Conclusion: The formula $\mathrm{Exp}$ is applicable to all levels. The distinction is determined by conditions on $R$ and $\Phi$.

3.2 Fubini–Study metric

See Definition 1.2 and categorical formalism.

Status: Fully compatible. $d_{\mathrm{FS}}$ is applicable at Levels 1 and 2.
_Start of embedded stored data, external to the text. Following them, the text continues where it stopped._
PR #129, opened 2017-04-15
respect the GALAXY_VIRTUAL_ENV 

bgruening:
This will save us 200MB in all containers.

### DIFF
--- a/tasks/galaxy_root.yml
+++ b/tasks/galaxy_root.yml
@@ -1,10 +1,10 @@
 # TODO: following task is kind of a crutch - shouldn't be needed.
 - name: "Run common_startup.sh to create welcome.html from sample"
-  environment: 
-    GALAXY_VIRTUAL_ENV: "{{ galaxy_venv_dir }}"
   shell: scripts/common_startup.sh
-  arg: 
-    chdir: "{{ galaxy_venv_dir }}"
+  environment:
+    GALAXY_VIRTUAL_ENV: "{{ galaxy_venv_dir }}"
+  args:
+    chdir: "{{ galaxy_server_dir }}"
   become: True
   become_user: "{{ galaxy_user_name }}"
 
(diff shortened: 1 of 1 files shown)


mvdbeek:
Nice!

tasks/galaxy_root.yml
```diff
@@ -1,6 +1,6 @@
 # TODO: following task is kind of a crutch - shouldn't be needed.
 - name: "Run common_startup.sh to create welcome.html from sample"
-  shell: "cd {{ galaxy_server_dir }} && scripts/common_startup.sh"
+  shell: "export GALAXY_VIRTUAL_ENV={{ galaxy_venv_dir }} && cd {{ galaxy_server_dir }} && scripts/common_startup.sh"
```
mvdbeek: I think you could also write
```
environment: 
  GALAXY_VIRTUAL_ENV: {{ galaxy_venv_dir }}
```

mvdbeek: you can also drop the cd {{ galaxy_server_dir }} and
```
shell: scripts/common_startup.sh
args: 
  chdir: "{{ galaxy_venv_dir }}"
```

bgruening: I tried this before, but obviously I had a syntax error. It seems to work now. Thanks this is way better and more ansible like! :)

tasks/galaxy_root.yml
```diff
@@ -1,6 +1,10 @@
 # TODO: following task is kind of a crutch - shouldn't be needed.
 - name: "Run common_startup.sh to create welcome.html from sample"
-  shell: "cd {{ galaxy_server_dir }} && scripts/common_startup.sh"
+  environment: 
+    GALAXY_VIRTUAL_ENV: "{{ galaxy_venv_dir }}"
+  shell: scripts/common_startup.sh
+  arg:
```
mvdbeek: you're missing a `s` in `args`

bgruening:
ready to go!

jmchilton:
Very nice - thanks a bunch!

PR #132, opened 2017-05-02
Work on setting up Kubernetes and Condor job running environments.

jmchilton:
Fill in some other goodies (scripts and stuff) from docker-galaxy-stable.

3.3 Functor F: DensityMat → Exp

See categorical formalism.

Clarification with the new hierarchy:

$$F: \mathbf{DensityMat} \to \begin{cases} \mathrm{Interiority} & \text{(always)} \\ \mathrm{PhenomenalGeometry} & \text{(when } \mathrm{rank} > 1 \text{)} \\ \mathrm{CognitiveExp} & \text{(when } R \geq R_{\text{th}}, \Phi \geq \Phi_{\text{th}} \text{)} \end{cases}$$

Formally:

$$F(\rho) = \begin{cases} \mathrm{Int}(\rho), & \text{if } \mathrm{rank}(\rho_E) = 1 \text{ or } R \approx 0, \Phi \approx 0 \\ \mathrm{PG}(\rho), & \text{if } \mathrm{rank}(\rho_E) > 1 \text{ and } (R < R_{\text{th}} \text{ or } \Phi < \Phi_{\text{th}}) \\ \mathrm{CQ}(\rho), & \text{if } R \geq R_{\text{th}} \text{ and } \Phi \geq \Phi_{\text{th}} \end{cases}$$

3.4 Viability theorem (No-Zombie Theorem)

Statement (base L0 version):

Viability of a system is impossible without Interiority.
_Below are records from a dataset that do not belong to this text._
PR #135, opened 2017-05-03
Improvements for Containerized Execution of Jobs

jmchilton:
[Updated to describe two commits.]

First commit enables using the ``docker_dispatch`` dynamic rule. GALAXY_DESTINATIONS_DEFAULT is the environment variable that sets the default job destination - this can be set "docker_dispatch" and then two new environment variables will be used - GALAXY_DESTINATIONS_DOCKER_DEFAULT and GALAXY_DESTINATIONS_NO_DOCKER_DEFAULT to determine the destinations for Docker and non-Docker jobs respectively.

The second commit allows fine grain determination of the container resolvers file used by Galaxy. I use this to enable direct annotation and existing BioContainers on quay - but disabling building containers on demand and checking the local Docker host for cached containers (since this isn't available in the Kubernetes setup).

### DIFF
--- a/templates/job_conf.xml.j2
+++ b/templates/job_conf.xml.j2
@@ -23,6 +23,7 @@
             <param id="k8s_persistent_volume_claim_mount_path">/export</param>
         </plugin>
 {% endif %}
+        <plugin id="local" type="runner" load="galaxy.jobs.runners.local:LocalJobRunner"/>
     </plugins>
     <!-- The default handler can be changed by specifying the GALAXY_HANDLERS_DEFAULT environment variable. -->
     <handlers default_from_environ="GALAXY_HANDLERS_DEFAULT" default="handlers">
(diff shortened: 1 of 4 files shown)


templates/job_conf.xml.j2
```diff
@@ -36,6 +37,16 @@
     </handlers>
     <!-- The default destination can be changed by specifying the GALAXY_DESTINATIONS_DEFAULT environment variable. -->
     <destinations default_from_environ="GALAXY_DESTINATIONS_DEFAULT" default="{{ galaxy_extras_galaxy_destination_default }}">
+        <destination id="docker_dispatch" runner="dynamic">
+            <!-- Allow different default destinations based on whether the tool
+                 supports Docker or not. -->
+            <param id="type">docker_dispatch</param>
+            <param id="docker_destination_id" from_environ="GALAXY_DESTINATIONS_DOCKER_DEFAULT">{{ galaxy_extras_galaxy_destination_docker_default }}</param>
```
bgruening: This is possible? Nice!

jmchilton: Should be 
 https://github.com/galaxyproject/galaxy/commit/0d457d30c105d78d120e2a8259cdc1264faf3833 - seems to work in my initial testing.

jmchilton: Yes - it totally works (well after the fixes in https://github.com/galaxyproject/galaxy/pull/4033)! I have a Kubernetes setup that is dispatching BioContainer jobs to Kubernetes "Job" API if the containers are available on quay.io and is executing the other tools locally with this these changes. You may want to consider a similar setup for Condor - run things in Docker when it makes sense and in a cluster mode if a container is unavailable.

jmchilton:
Taking this out of WIP - @bgruening any objections? Things are mostly off by default but I does add a local job runner that downstream projects can use - is that a problem?

templates/job_conf.xml.j2
bgruening: I was actually more thinking of running in a default container if no container is specified. Most of the tools without requirements are probably from Galaxy internal tools - so something like the https://quay.io/repository/biocontainers/coreutils?tab=tags should be enough or a standard Ubuntu image.

bgruening:
No objections, indeed I need this now to get Condor working!

templates/job_conf.xml.j2
jmchilton: A ton of tools require Galaxy though... I guess we do mount it?

jmchilton:
Thanks for the merge @bgruening !

templates/job_conf.xml.j2
bgruening: Yes. We mount Galaxy and if this does not help we could source the .venv.
I'm completely unsure what is the best way, my initial thought is just that an admins expects to run all tools in Docker and these exceptions are kind of in-transparent. But as you said the upload tool is really special :)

Theorem L0 (base): definitional consequence

Theorem L0 is a definitional consequence of Axiom Ω, not an empirical claim. All Γ-systems have interiority by construction: if a system is described by a coherence matrix $\Gamma$ in the extended formalism, then the existence of $\rho_E = \mathrm{Tr}_{-E}(\Gamma)$ is mathematically guaranteed. This is an analytic truth within the UHM formalism.

See Viability. An atom is viable (stable) by virtue of Interiority (Level 0), not Cognitive Qualia (Level 2).

3.5 Theorem on causal necessity of reflection (No-Zombie L2)

Strengthening of No-Zombie Theorem: substantive version

The base theorem (L0) is a definitional consequence. Theorem L2 is substantially stronger: it establishes the causal necessity of cognitive qualia for certain classes of behavior. Unlike L0, Theorem L2 is conditional — it links observable adaptive behavior to internal characteristics of the system ($R \geq R_{\text{th}}$).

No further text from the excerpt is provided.